Compound 3a: yield 91%; mp 160-162 ˚C. IR (KBr): ν_max = 3429 (NH), 1676, 1591, 1568, 1508 cm^-¹. ^¹H NMR (300 MHz, CDCl₃): δ = 8.04 (d, J = 7.5 Hz, 1 H), 7.83 (t, J = 7.2 Hz, 1 H), 7.71 (d, J = 8.4 Hz, 1 H), 7.43 (m, 4 H), 6.77 (m, 2 H). ^¹³C NMR (75 MHz, CDCl₃): δ = 166.10, 161.03, 145.95, 139.88, 134.52, 129.39, 129.16, 128.14, 128.04, 126.49, 124.01, 119.64 ppm. Anal. Calcd for C₁₆H₁₀N₄O₃: C, 62.74; H, 3.29; N, 18.29. Found: C, 62.51; H, 3.75; N, 18.88.

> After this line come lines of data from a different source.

Issue #1136, opened 2022-12-16
Network stack fixes


elsirion:
- [x] Do not block if peer is not reading from socket (#1149)
- [x] Do not buffer infinite number of epochs for disconnected peers since that is a DoS vector and will actually not help currently if too many messages are sent and processed at once (from more epochs than max parallel epochs) (#1149)
- [ ] Figure out when to rejoin if too many peers dropped messages for us

I think to remember there was a third problem we discussed @jkitman, feel free to add.

jkitman:
The above two cases should drop the connection, disconnected peers should attempt to reconnect, possibly rejoining if too many connections were dropped.

elsirion:
I think in the first case we'd merely disconnect while in the second we'd also drop all buffers, forcing the peer to rejoin consensus if too many of its peers do the same.

jkitman:
I meant in the first case we need to disconnect and drop buffers only once our buffer fills up.

Issue #1080, opened 2022-12-08
Only receive messages from expected epochs from network stack


elsirion:
If a node is partitioned from the rest of the federation for a while it will receive the messages from many epochs in one burst. While every peer connection is ordered we might receive messages from epoch `n+100` from one peer while we have only received messages up to epoch `n` from others, so are still at epoch `n` ourselves. This would lead us to drop the messages from the future (an anti-DoS measure by HBBFT), losing them.

To fix this problem we have to be able to specify that we only want to receive messages up to a certain epoch (determined by the maximum amount of parallel epochs set in HBBFT).

jkitman:
If we implement filtering out-of-order received messages we will still need to buffer them in memory as we do in `PeerConnectionMultiplexer`.  If that were the case, then we might as well just increase `max_future_epochs` in HBBFT which will likely be a more memory-efficient way to buffer the messages.

So I think we need to implement the buffering on the sender-side by keeping track of what epoch our peers are on and only sending messages from `n` epochs ahead.  If our send buffer gets full then we clear the buffer and the peer will need to restart their server to run the rejoin logic (or perhaps we can add the logic to skip ahead when a peer detects they have fallen too far behind such as if the internet is down for a while).

jkitman:
Summing up discussion on how to improve the network stack:

- [ ] In I/O thread, wrap the underlying connection in a buffer to make sending async, drop the connection if the buffer fills up
- [ ] Don't dump the entire resend buffer at once, just send when the connection buffer has room, drop connection if resend buffer fills up
- [ ] Detect missed epochs on the receive side, use it to determine when to rejoin

jkitman:
Won't fix, since we have a workaround of rejoining at any point.  Plus when we have a new consensus algorithm we won't have epochs anymore and it seems like a lot of unnecessary work to add this to the network stack.

Issue #229, opened 2022-07-08
Drop `ReconnectPeerConnections` message cache on extended network interruption


elsirion:
Too many message could make us run out of memory, it's a DoS risk.

elsirion:
Only the DKG uses the old cached peer connections anymore and there we don't make liveness guarantees.

PR #2289, opened 2023-04-21
fix: rejoin after any number of epochs pass

jkitman:
We originally only let a peer rejoin once, however due to the network buffers it's possible they successfully create an outcome but drop HBBFT messages from future epochs, getting them permanently stuck.

This PR allows them to rejoin even after they produce an outcome so long as they determine from a threshold of peers that they are behind.

We can probably close some old issues such as #1080 and #1136.  However, we still need to do #229 since it can stall the entire federation if a peer is offline for too long.

Once we switch to AlpehBFT we can drop a lot of this hacky logic since we will no longer have to deal with the concept of epochs or verifying signed epochs using signatures from produced outcomes.

### DIFF
--- a/fedimint-server/src/consensus/server.rs
+++ b/fedimint-server/src/consensus/server.rs
@@ -88,7 +88,7 @@ pub struct ConsensusServer {
     /// The list of all other peers
     pub other_peers: BTreeSet<PeerId>,
     /// If `Some` then we restarted and look for the epoch to rejoin at
-    pub rejoin_at_epoch: Option<HashMap<u64, HashSet<PeerId>>>,
+    pub rejoin_at_epoch: HashMap<u64, HashSet<PeerId>>,
     /// How many empty epochs peers requested we run
     pub run_empty_epochs: u64,
     /// Tracks the last epoch outcome from consensus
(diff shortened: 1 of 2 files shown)


elsirion (approved):
Thx a lot for the fix, I tested with a slightly different test locally and it works.

fedimint-server/src/consensus/server.rs
```diff
@@ -563,20 +563,18 @@ impl ConsensusServer {
...
-                    epoch + NUM_EPOCHS_REJOIN_AHEAD
-                );
-                self.hbbft.skip_to_epoch(epoch + NUM_EPOCHS_REJOIN_AHEAD);
-                self.request_rejoin(NUM_EPOCHS_REJOIN_AHEAD).await;
-            }
+        let peers = self.rejoin_at_epoch.entry(epoch).or_default();
+        peers.insert(peer);
+        let threshold = self.cfg.local.p2p_endpoints.threshold();
+
+        if peers.len() >= threshold && self.hbbft.epoch() < epoch {
```
elsirion, line 570: What do you think about having a threshold here, i.e. only falling in line when lacking behind by a few epochs? Would that create new issues? Otherwise I fear we'll hit this code path quite often?

jkitman: I thought about that, but since we should be receiving messages in-order I don't think we'd hit it often unless messages are dropped.  Since we only hit it after a threshold of peers are ahead, we should already have produced an outcome at that point.

Issue #2926, opened 2023-08-09
fedimint-core/src/db/mod.rs looking sus


dpc:
See if it can be improved.

PR #2933, opened 2023-08-09
 chore: unify common db ops under one trait 

dpc:
Looking at #2926 . Some initial cleanup.

### DIFF
--- a/fedimint-core/src/db/mod.rs
+++ b/fedimint-core/src/db/mod.rs
@@ -83,26 +83,6 @@ pub trait DatabaseValue: Sized + Debug {
 
 pub type PrefixStream<'a> = Pin<Box<maybe_add_send!(dyn Stream<Item = (Vec<u8>, Vec<u8>)> + 'a)>>;
 
-#[apply(async_trait_maybe_send!)]
-pub trait IDatabase: Debug + MaybeSend + MaybeSync + 'static {
-    async fn begin_transaction<'a>(&'a self) -> Box<dyn ISingleUseDatabaseTransaction<'a>>;
-}
-
-#[derive(Clone, Debug)]
-pub struct Database {
-    inner_db: Arc<DatabaseInner<dyn IDatabase>>,
-    module_instance_id: Option<ModuleInstanceId>,
-}
-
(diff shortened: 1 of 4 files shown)


fedimint-core/src/db/mod.rs
```diff
@@ -339,6 +339,40 @@ impl Database {
     }
 }
 
+#[apply(async_trait_maybe_send!)]
+pub trait IDatabaseTransactionOps<'a>: 'a + MaybeSend {
```
dpc, line 343: Basically I extracted this, so this methods can't diverge between multiple traits.

fedimint-rocksdb/src/lib.rs
```diff
@@ -133,6 +135,26 @@ impl<'a> IDatabaseTransaction<'a> for RocksDbTransaction<'a> {
         }))
     }
 
+    async fn raw_remove_by_prefix(&mut self, key_prefix: &[u8]) -> anyhow::Result<()> {
+        fedimint_core::task::block_in_place(|| {
```
dpc, line 139: @m1sterc001guy Notably, I was forced to implement it.

elsirion (dismissed):
Great PR! I remember being annoyed about the duplication and not having the time to fix it.

elsirion:
Looking at CI there seems to be a bug though … :(

dpc:
@elsirion was missing range ending conditions in my implementation of delete_by_prefix for rocksdb.

fedimint-rocksdb/src/lib.rs
m1sterc001guy: We were relying on the default implementation before right?

m1sterc001guy: This looks good to me, as long as `verify_remove_by_prefix` is passing I think we're good

m1sterc001guy (approved):
LGTM

fedimint-rocksdb/src/lib.rs
dpc: Yes, but that default impl was meh (loading everything into memory at once), and now it doesn't work due to object-safety anyway.

PR #2936, opened 2023-08-10
Fix race conditions in Query Strategies

joschisan:


m1sterc001guy:
@EthnTuttle this is the fix for the bug we were discussing earlier

fedimint-core/src/query.rs
```diff
@@ -80,16 +79,19 @@ pub struct UnionResponses<R> {
...
     existing_results: Vec<R>,
     current: CurrentConsensus<Vec<R>>,
-    required: usize,
+    threshold: usize,
 }
 
 impl<R> UnionResponses<R> {
-    pub fn new(required: usize) -> Self {
+    pub fn new(total_peers: usize) -> Self {
+        let max_evil = (total_peers - 1) / 3;
```
m1sterc001guy, line 87: Let's make this a simple helper function since you're using it below too.

fedimint-core/src/query.rs
```diff
@@ -80,16 +79,19 @@ pub struct UnionResponses<R> {
...
+        let threshold = total_peers - max_evil;
```
m1sterc001guy, line 88: So if I understand correctly, the reason we're getting rid of `EventuallyConsistent` and not using `one_honest` anymore is because `one_honest` is not safe and can lead to race conditions. Therefore, we actually always need to wait for `total - max_evil` to truly know if a transaction has been included in consensus or not. Correct?

fedimint-core/src/query.rs
```diff
@@ -163,100 +168,67 @@ impl<R: Debug + Eq + Clone> QueryStrategy<R, Vec<R>> for UnionResponsesSingle<R>
...
             }
         }
 
-        if self.errors.len() >= self.required {
-            return QueryStep::Failure {
-                general: None,
-                members: mem::take(&mut self.errors),
-            };
+        if self.responded_peers.len() >= self.threshold {
+            QueryStep::RetryMembers(mem::take(&mut self.responded_peers))
```
m1sterc001guy, line 228: I'm not super familiar with this part of the code. What will `RetryMembers` do? Is there some sort of backoff?

m1sterc001guy:
I tested this by running `test_gateway_cannot_pay_expired_invoice` 10 times in a row. Before this change, the test would consistently fail at least once in those 10 runs. With this fix I haven't seen it fail, so looks good to me.

Unclear to me if the `reconnect` test failure in CI is related to your changes though

EthnTuttle:
Is this current consensus matching surfaceable using the client API? I would imagine a client might want this information because staying online a bit longer, showing a loading spinner, before showing "done" would make a user pause before shutting down/locking their phone/browser.

fedimint-core/src/query.rs
joschisan: Yes, using one_honest instead of threshold leads to a race condition. Furthermore, the old CurrentConsensus did not implement retries if no quorum was reached which lead to a different race condition, hence we always use retries now just as EventuallyConsistent used to which is why we removed EventuallyConsistent as retries were the only difference to CurrentConsensus.

fedimint-core/src/query.rs
joschisan: If we return RetryMembers the query will call the endpoint again and call process on the result. this allows peers to update their value in order for us to achieve a quorum.

joschisan:
> Unclear to me if the `reconnect` test failure in CI is related to your changes though

It fails consistently though so it probably is.

fedimint-core/src/query.rs
m1sterc001guy: Is there a backoff and timeout?

fedimint-core/src/query.rs
```diff
@@ -163,100 +168,77 @@ impl<R: Debug + Eq + Clone> QueryStrategy<R, Vec<R>> for UnionResponsesSingle<R>
...
+    threshold: usize,
+    max_evil: usize,
 }
 
-impl<R: Eq + Clone + Debug> QueryStrategy<R> for EventuallyConsistent<R> {
-    fn process(&mut self, peer: PeerId, result: api::MemberResult<R>) -> QueryStep<R> {
-        self.responses.insert(peer);
+impl<R> CurrentConsensus<R> {
+    pub fn new(total_peers: usize) -> Self {
+        let max_evil = (total_peers - 1) / 3;
```
elsirion, line 183: Having an object implementing `NumPeers` in here would also avoid this code duplication, there'd just be a `max_evil` function to call.

fedimint-core/src/query.rs
```diff
@@ -163,100 +168,77 @@ impl<R: Debug + Eq + Clone> QueryStrategy<R, Vec<R>> for UnionResponsesSingle<R>
...
             }
         }
 
-        for (result, peers) in &self.existing_results {
-            if peers.len() >= self.required {
-                return QueryStep::Success(result.clone());
+        if let Some(response) = self
+            .responses
+            .values()
+            .max_by_key(|response| self.responses.values().filter(|r| r == response).count())
```
elsirion, line 228: Quadratic complexity, but for small numbers still reasonable.

fedimint-cli/src/lib.rs
```diff
@@ -631,7 +631,7 @@ impl FedimintCli {
                         .map_err_cli_general()?,
                     None => ws_api
                         .request_with_strategy(
-                            EventuallyConsistent::new(ws_api.peers().len()),
+                            CurrentConsensus::full_participation(ws_api.peers().len()),
```
elsirion, line 634: I think the problem lies here: the old eventually consistent afaik retried on errors as long as some good responses came back. This test has been flaky before, it's likely that we relied on some implicit retry behavior. Will try to replicate.

elsirion: Yep, looks if if that was the cause. I pushed the fix.

elsirion: Ok, *now* it should work.

fedimint-core/src/query.rs
joschisan: Yes there is a initial delay of 10ms that doubles on every retry to the same peer.

elsirion (approved):

PR #2940, opened 2023-08-11
fix: rocksdb still running blocking operations in async runtime

### LINKED ISSUE #2607: I think we're still running blocking IO in async code
```
    async fn raw_find_by_prefix_sorted_descending(
        &mut self,
        key_prefix: &[u8],
    ) -> Result<PrefixStream<'_>> {
        let prefix = key_prefix.to_vec();
        let next_prefix = next_prefix(&prefix);
        let iterator_mode = if let Some(next_prefix) = &next_prefix {
            rocksdb::IteratorMode::From(next_prefix, rocksdb::Direction::Reverse)
        } else {
            rocksdb::IteratorMode::End
        };
        Ok(fedimint_core::task::block_in_place(|| {
            let mut options = rocksdb::ReadOptions::default();
            options.set_iterate_range(rocksdb::PrefixRange(prefix.clone()));
            let iter = self.0.snapshot().iterator_opt(iterator_mode, options);
            let rocksdb_iter = iter
                .map_while(move |res| {
                    let (key_bytes, value_bytes) = res.expect("Error reading from RocksDb");
                    key_bytes
                        .starts_with(&prefix)
                        .then_some((key_bytes, value_bytes))
                })
                .map(|(key_bytes, value_bytes)| (key_bytes.to_vec(), value_bytes.to_vec()));
            Box::pin(stream::iter(rocksdb_iter))
        }))
    }
```

In this code a `block_in_place` is used in the hope of isolating blocking IO from async runtime, but what actually happens is that `rocksdb_iter` is being returned and that `rocksdb_iter` when polled later is calling blocking IO operations. What would be a point of an db iterator if it didn't fetch more data when ask for (instead of upfront).

This might lead to weird slowdown and latency issues. Noticed it when debugging why e.g. selecting notes for transaction input seems to be taking the gateway around 1s.

Ping @m1sterc001guy  :)

dpc:
Fix #2607

### DIFF
--- a/fedimint-rocksdb/src/lib.rs
+++ b/fedimint-rocksdb/src/lib.rs
@@ -115,6 +115,21 @@ impl<'a> IDatabaseTransactionOps<'a> for RocksDbTransaction<'a> {
     }
 
     async fn raw_find_by_prefix(&mut self, key_prefix: &[u8]) -> Result<PrefixStream<'_>> {
+        // turn an `iter` into a `Stream` where every `next` is ran inside
+        // `block_in_place` to offload the blocking calls
+        fn convert_to_async_stream<'i, I>(iter: I) -> impl futures::Stream<Item = I::Item>
+        where
+            I: Iterator + Send + 'i,
+            I::Item: Send,
+        {
+            stream::unfold(iter, |mut iter| async move {
+                tokio::task::block_in_place(move || {
+                    let item = iter.next();
+                    item.map(move |item| (item, iter))
+                })
+            })
+        }
+
         Ok(fedimint_core::task::block_in_place(|| {
             let prefix = key_prefix.to_vec();
             let mut options = rocksdb::ReadOptions::default();
@@ -129,7 +144,7 @@ impl<'a> IDatabaseTransactionOps<'a> for RocksDbTransaction<'a> {
                     .starts_with(&prefix)
                     .then_some((key_bytes.to_vec(), value_bytes.to_vec()))
             });
-            Box::pin(stream::iter(rocksdb_iter))
+            Box::pin(convert_to_async_stream(rocksdb_iter))
         }))
     }
 


m1sterc001guy (approved):

fedimint-rocksdb/src/lib.rs
```diff
@@ -115,6 +115,21 @@ impl<'a> IDatabaseTransactionOps<'a> for RocksDbTransaction<'a> {
...
+        // `block_in_place` to offload the blocking calls
+        fn convert_to_async_stream<'i, I>(iter: I) -> impl futures::Stream<Item = I::Item>
+        where
+            I: Iterator + Send + 'i,
+            I::Item: Send,
+        {
+            stream::unfold(iter, |mut iter| async move {
+                tokio::task::block_in_place(move || {
+                    let item = iter.next();
+                    item.map(|item| (item, iter))
```
elsirion, line 128: Why doesn't this need to be a `move` closure? How is `iter` getting in there by value or isn't it? :open_mouth:

elsirion (dismissed):

fedimint-rocksdb/src/lib.rs
dpc: Yeah. I haven't noticed and I don't understand. Must be some auto-convenience thing, or something being `Copy` here?

Anyway, changed to `move` as it feels more ... proper.

justinmoon (approved):

fedimint-rocksdb/src/lib.rs
elsirion: TIL: apparently using something by-value in a closure moves it automatically and the `move` keyword is only useful when variables are used by-ref but one still wants them to move into the closure for lifetime issues.

https://play.rust-lang.org/?version=stable&mode=debug&edition=2021&gist=d81e7e6dc74c49ddaeef283a63d20d01

PR #2943, opened 2023-08-12
chore: speed up commit check in CI

dpc:


elsirion:
Are you sure? It seems the Lint step still takes ~3min: https://github.com/fedimint/fedimint/actions/runs/5837950292/job/15834277032

dpc:
Yeah, I've noticed that the time it did help locally was probably about something else.

PR #2944, opened 2023-08-12
refactor: unify query strategies

joschisan:


fedimint-core/src/query.rs
```diff
@@ -62,11 +62,38 @@ impl<R: Debug + Eq + Clone> QueryStrategy<R> for VerifiableResponse<R> {
...
+        Self {
+            errors: BTreeMap::new(),
+            threshold,
+        }
+    }
+
+    pub fn process<R>(&mut self, peer: PeerId, error: MemberError) -> QueryStep<R> {
+        assert!(self.errors.insert(peer, error).is_none());
+
+        if self.errors.len() == self.threshold {
```
elsirion, line 109: If `threshold == 0` this could result in an endless loop, should the constructor just assert `threshold > 0` since 0 is nonsensical anyway?

elsirion (dismissed):
One nit

elsirion (approved):

fedimint-core/src/query.rs
joschisan: Yes

Issue #1397, opened 2023-01-18
Contract offers malleability


elsirion:
Currently we do not check if an offer for the same preimage already exists when a new offer is created. This can be exploited by the gateway by creating a second offer, copying encrypted preimage and payment hash but setting a lower amount required to buy it.

If we can assume that an encrypted preimage cannot be altered by an adversary to make its serialization different while still decrypting to useful data (big if) then we'd only need to check if the same encrypted preimage was posted in an offer previously (just add another DB entry indexing these encrypted preimages). 

Long term I'd like to explore more elegant ways of binding the amount to the encrypted preimage (possibly two-step encryption …).

justinmoon:
@elsirion Could you try describing this? I'm going to do some work on gateway next week or two so I'm shopping for issues :)

elsirion:
Done.

justinmoon:
Call: 
- Deploy version number and minimum viable fix

m1sterc001guy:
@joschisan can we close this since LNv2 fixes this?

joschisan:
@m1sterc001guy yes

PR #2947, opened 2023-08-13
fix(ln): don't allow same preimage for sale twice

elsirion:
Mitigation for #1397.

TODO:
- [x] Unit test


modules/fedimint-ln-common/src/lib.rs
```diff
@@ -365,6 +365,8 @@ pub enum LightningError {
     ZeroOutput,
     #[error("Offer contains invalid threshold-encrypted data")]
     InvalidEncryptedPreimage,
+    #[error("Offer contains a ciphertext that has already been usec")]
```
m1sterc001guy, line 368: Nit: typo

m1sterc001guy (approved):
Looks good to me. Could you explain why this is a mitigation and not a full fix? Is it because a gateway could collude with the guardians to post the encrypted preimage twice?

elsirion:
> why this is a mitigation and not a full fix

We use the threshold encryption scheme as a blackbox and assume some minimal set of guarantees like keeping the plaintext secret from an adversary. Something we don't know about the scheme is if there is a way for an adversary, given a ciphertext `c=Enc(p)`, to construct a `c'` that decrypts to a `p'=Dec(c')` such that the adversary can infer `p` from `p'`.

@joschisan already has a candidate scheme to fully fix the problem and also simplify the LN logic quite a bit at the same time (get rid of offers). But it still needs to be proven secure and implemented, which will probably take a bit.

justinmoon:
> @joschisan already has a candidate scheme

Looking forward to this!!!

PR #2950, opened 2023-08-14
chore: update `miniscript` to a released version

dpc:


modules/fedimint-wallet-common/src/txoproof.rs
```diff
@@ -130,14 +130,7 @@ impl Tweakable for Descriptor<CompressedPublicKey> {
...
 
-            fn pkh(
-                &mut self,
-                pkh: &CompressedPublicKey,
-            ) -> Result<CompressedPublicKey, Infallible> {
-                Ok(CompressedPublicKey::new(
-                    pkh.key.tweak(self.tweak, self.secp),
-                ))
-            }
+            translate_hash_clone!(CompressedPublicKey, bitcoin::PublicKey, Infallible);
```
dpc, line 133: @elsirion I'm confused about this one.

It feels like this trait wants me to be able to translate from a hash. But how am I supposed to recover key from the hash ... ? Or is the key the hash already and I just need to cast?

https://docs.rs/miniscript/latest/miniscript/trait.Translator.html

elsirion: No (not necessarily at least, but the API is ridiculously flexible …), you are supposed to be able to translate from one hash type to another. This can be useful if you were to work with two incompatible versions of `bitcoin_hashes` or third party hash libararies.

We are using the trait for something else though: to tweak keys instead of only changing their type/representation. So using `translate_hash_clone` isn't the right macro here afaik (and the old code would be buggy in this edge case too because I wasn't aware of the `impl Translator for T
where T: PkTranslator` default impl :frowning:). 

The right choice would be to fail imo, so [`translate_hash_fail!`](https://docs.rs/miniscript/latest/miniscript/macro.translate_hash_fail.html) since we don't have a defined semantic for what to do with hashes.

Compound 3b: yield 91%; mp 178-180 ˚C. IR (KBr): ν_max = 3431 (NH), 1669, 1596, 1569, 1511 cm^-¹. ^¹H NMR (300 MHz, CDCl₃): δ = 11.02 (br s, 1 H, NH), 7.96 (d, J = 7.8 Hz, 2 H), 7.67 (t, J = 8.4 Hz, 2 H), 7.48 (d, J = 8.4 Hz, 1 H), 7.34 (t, J = 8.4 Hz, 1 H), 7.04 (t, J = 8.7 Hz, 2 H), 6.69 (s, 1 H). ^¹³C NMR (75 MHz, CDCl₃): δ = 167.84, 162.0, 140.91, 134.79, 134.79, 133.17, 133.06, 130.66, 129.96, 126.84, 123.90, 123.41, 118.27 ppm. Anal. Calcd for C₁₉H₁₁N₅O₃S: C, 58.61; H, 2.85; N, 17.99. Found: C, 58.22; H, 3.01; N, 18.45.
Compound 3c: yield 91%; mp 187-188 ˚C. IR (KBr): ν_max = 3430, 1677, 1593, 1577, 1507 cm^-¹. ^¹H NMR (300 MHz, CDCl₃): δ = 9.82 (br s, NH, 1 H), 8.42 (d, J = 9.0 Hz, 2 H), 8.23 (m, 2 H), 7.77 (t, J = 7.8 Hz, 1 H), 7.48 (d, J = 8.7 Hz, 1 H), 7.38 (m, 1 H), 7.15 (d, J = 8.7 Hz, 1 H). ^¹³C NMR (75 MHz, CDCl₃): δ = 165.5, 159.90, 145.33, 143.27, 137.98, 133.80, 129.00, 125.60, 124.35, 122.55, 122.42, 114.37, 114.17, 110.53 ppm.
Compound 3d: yield 91%; mp 171-173 ˚C. IR (KBr): ν_max = 3433 (NH), 1677 (O=CN), 1622, 1529 cm^-¹. ^¹H NMR (300 MHz, CDCl₃): δ = 8.35 (d, J = 8.7 Hz, 2 H), 7.99-7.89 (m, merged with J = 7.2 Hz, 2 H), 7.75 (d, J = 8.4 Hz, 1 H), 7.49 (d, J = 8.1 Hz, 2 H), 7.33 (t, J = 7.5 Hz, 1 H). ^¹³C NMR (75 MHz, CDCl₃): δ = 165.10, 159.07, 145.90, 139.54, 135.41, 130.72, 130.27, 130.17, 127.27, 126.27, 126.10, 124.39, 124.34 ppm. Anal. Calcd for C₁₆H₉FN₄O₃: C, 59.26; H, 2.80; N, 17.28. Found: C, 59.93; H, 2.74; N, 17.97.